About

Welcome toscreen-shot-2016-12-07-at-1-08-22-pm

Thank you for taking the time to visit Operation Human Freedom.  I would like to personally welcome you to this website which I started in December of 2015.  This website contains parts of my life, my story, and my soul.  Within the words and pictures of Operation Human Freedom lie memories, experiences, and moments in time that have shaped my being and changed the path of my life.  Please have a look around and enjoy your time here.

Where I am Now

Currently, I am living and working in Erbil, Iraq. I am the General Manager for an events company called Ventifact. I am also the co-host of a morning radio show called the Breakfast Club on Babylon FM, a branch of the Babylon Media Company. These are some of the many jobs I have had here in Erbil since I graduated college in December 2016. I arrived in Kurdistan in early January 2017 for the second time.

I will be in Kurdistan for a good amount of time and every minute will be spent learning, assimilating, and not being afraid of the unknown. I hope to leave a lasting impact on everyone I meet and work with. I aim to use my experiences here as a base for a long and successful career in an international setting, and to help change the world in a positive way.

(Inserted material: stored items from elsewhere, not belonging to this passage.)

PR #421, opened 2016-07-13
Flexible precision for small and negative values

### LINKED ISSUE #413: Too much rounding on histogram when values have little differences
screen shot 2016-07-11 at 17 49 50

this is for values between 0.991 and 1.

saleiva:
close #413

### DIFF
--- a/spec/formatter.spec.js
+++ b/spec/formatter.spec.js
@@ -3,10 +3,15 @@ var formatter = require('../src/formatter');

Here in Erbil I will live out my dream of working in the unknown and unfamiliar and helping those who truly need help. I never had this dream, this dream always had me…

My Travels

As a student of politics and someone who is intrigued by the world outside the borders of the United States, I have ventured to many foreign countries and exotic destinations.  In the summer of 2015 I learned Arabic in Israel and Palestine. In the early months of 2016 I studied the politics of oil in Qatar and the United Arab Emirates.  

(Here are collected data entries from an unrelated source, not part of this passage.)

PR #425, opened 2016-07-15
Only show points on search pagination if pages > 1

### LINKED ISSUE #408: Auto-style fails when having # on category names
screen shot 2016-07-06 at 14 20 32

Within the builder, styling by category on the same column works correctly

saleiva:
close ##398


saleiva:
CR @javisantana

javisantana:
:es:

In the summer of 2016 my life changed when I spent two months in the Kurdish Region of Iraq.  I helped teach English at Soran University.  After classes, I spent my hours working and spending time with displaced Yazidis who were forced from their homes by the war with ISIS. I also visited Istanbul for 5 days, leaving Turkey the same day as the July 29th ISIS airport attack. Returning to the Kurdistan, Iraq I spent a week traveling the northern Iraqi countryside by motorcycle. I even had the opportunity to drive along the front lines near the ISIS-controlled city of Mosul. I drove just under or a little over 1,000 kilometers on my motorcycle in Iraq.

I then spent a month in Jordan flying from Erbil to Amman. I spent my time in Jordan studying the Modern Standard and Levantine dialects of Arabic and using it every day outside of the classroom.  In Jordan I visited the Dead Sea, Petra, Jerash, Wadi Rum, and spent some amazing nights in a Bedouin village.  Finally I stayed in Egypt for 10 days, staying with family friends in Cairo, before returning home to the United States.

Upon my return to the United States, I spent the remainder of the year at George Mason University. Most of my time was spent studying, but the rest of it was spent feeling homesick for places that aren’t my home, reminiscing about my previous adventures. I would end up graduating with honors in mid-December 2016. Shortly before my graduation, I accepted employment in Kurdistan, Iraq, setting my path and my future back to the very same region I was in less than six months earlier.

Why are you here?

The purpose of this website is to document parts of my life and show you some of the amazing people and places that I have seen. It is not easy traveling, speaking foreign languages, and adapting to cultures and customs that are far from anything experienced in the United States.  Yet through these experiences and sometimes struggles, I have grown more that I could have ever imagined.  I am so fortunate and so lucky to have been able to grow in this way and I am forever indebted to the people who were kind to me in my times with them.

I will never forget a chance encounter last July when I was in Jordan.  I was waiting for a cup of Turkish coffee at a small cafe near the language center that I was studying at.  It was about 8:45 am and a man walked up to buy a cup of coffee as well.  We started talking together. He spoke to me in English and I answered him in Arabic.  We smiled and laughed for a few minutes as we stood together sipping coffee and speaking in Arabic.  After telling him I was an American, I told him I forgot how to speak English, in Arabic.

He replied to me, “انت في بلدك” // “inta fi baladak.”

In English, this means ‘you are in your country.’

I will never forget the way this man spoke these words to me. It was unexpected, but his kindness really warmed me within. It is the smallest of gestures like this that show you no matter where you go in the world, no matter what religion someone is, no matter what their culture says, what their values are, or what their beliefs tell them, that we are all human.

We all want to love, we all want to live, and we all want to be happy. I truly believe it is only through travel and experience of the world that we can truly understand what it is to be alive, and what it means to be a human sharing the world with billions of others. It is through interactions with people who are different than us that we begin to learn about ourselves.

I hope you enjoy your time here and please reach out to me.

‘I am an American; free born and free bred, where I acknowledge no man as my superior, except for his own worth, or as my inferior, except for his own demerit.’ – Theodore Roosevelt

None of the views, opinions, or pictures on this website are affiliated or representative of Ventifact, Babylon FM, or any other organization I may be affiliated with. All views, opinions, and pictures belong to me.